Tire dealers who own apparently successful businesses often are taken aback when it is suggested to them that their businesses are “worthless.” A softer way to say it would be to split the word and say their businesses are “worth less” than they could be.
In harsh reality, the first term may be more accurate.
Usually the owners of these successful businesses are right in the middle of the action. They keep a sharp eye on the details and product quality. They have a joyful relationship with customers and a ready answer for employees seeking counsel. And, odd as it might seem, those traits actually keep a business from being worth as much as it could.
The “legal” definition of value is, “the price at which a willing buyer and a willing seller agree.” The key word here is “willing.” No “fire sales.” No duress. No opportunistic gouging.
Businesses are sold every day where one party or the other is not on solid footing. But, in long-term planning, the key objective is to prepare your business for sale from the first day you open it.
It does not mean that you will sell it. It certainly does not mean that you have to sell it. But, if you have it ready to sell, it always has a value. Most people who say they don’t want to sell their businesses know, in their hearts, they have nothing to sell.
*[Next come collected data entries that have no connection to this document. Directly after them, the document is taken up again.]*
PR #173, opened 2023-11-23
fix(textfield): allow styling input's left padding if prefix is wider than 40px

BalbinaK:
Fixes [WARP-374](https://nmp-jira.atlassian.net/browse/WARP-374)

Prefix is an absolutely positioned component and the gap between that component and the `input`'s content is handled using a left padding on the `input`. It’s currently hard-coded to 40px, but with this quick fix we can let users change it by setting a CSS variable in `TextField`’s class (`<TextField class=”[--w-prefix-wdith: 100px]”>`). It’s not dynamic and users will need to calculate how much padding their input needs, but it’s the only non-breaking quick fix we managed to come up with. We should really consider rewriting these form components completely to properly approach styling of different text fields, affixes etc.

Screenshot with long prefix
Screenshot with 2-letter prefix
Screenshot with no prefix

### DIFF
--- a/packages/textfield/src/component.tsx
+++ b/packages/textfield/src/component.tsx
@@ -46,6 +46,14 @@ export const TextField = forwardRef<HTMLInputElement, TextFieldProps>(
           className={className}
           style={style}
         >
+          {/* we style input with prefix here because we cannot use arbitrary values with commas in UnoCSS like pl-[var(--w-prefix-width, 40px)] */}
+          <style>
+            {`
+              div+#${id}, button+#${id} {
+                padding-left:var(--w-prefix-width, 40px);
+              }
+            `}
+          </style>
           {label && (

The truth be told, there are very few tire businesses on any given day that are “ready to sell.” Owners always want to clean up the place, increase sales a bit, make that big deal that really turns the corner, hire that key person who will make all the difference. You know, when the business is “ready.”
Success might be the problem
In the previous scenario, the successful owner of the business knows the customers intimately and is a ready source for employees who need answers. So, what happens when the owner is not there? Do sales go down because you are not personally there to help the customers who love you? Do employees slow progress by deferring decisions “until the owner gets back”? Your absence could dramatically impact the value of your business.
Therein lies the challenge for the prospective buyer and seller.
As the seller, you cannot sell yourself. If the true value of the business is you, what is left is essentially tire balancers, air guns and odd-sized tires (equipment and inventory). The value of the enterprise is essentially liquidation value.
Perhaps one of the most valuable images you can have comes from Tom Watson, former CEO of IBM Corp. He suggests that to get an idea of what your objective is, you only need to imagine what your business would look like when it is “finished.”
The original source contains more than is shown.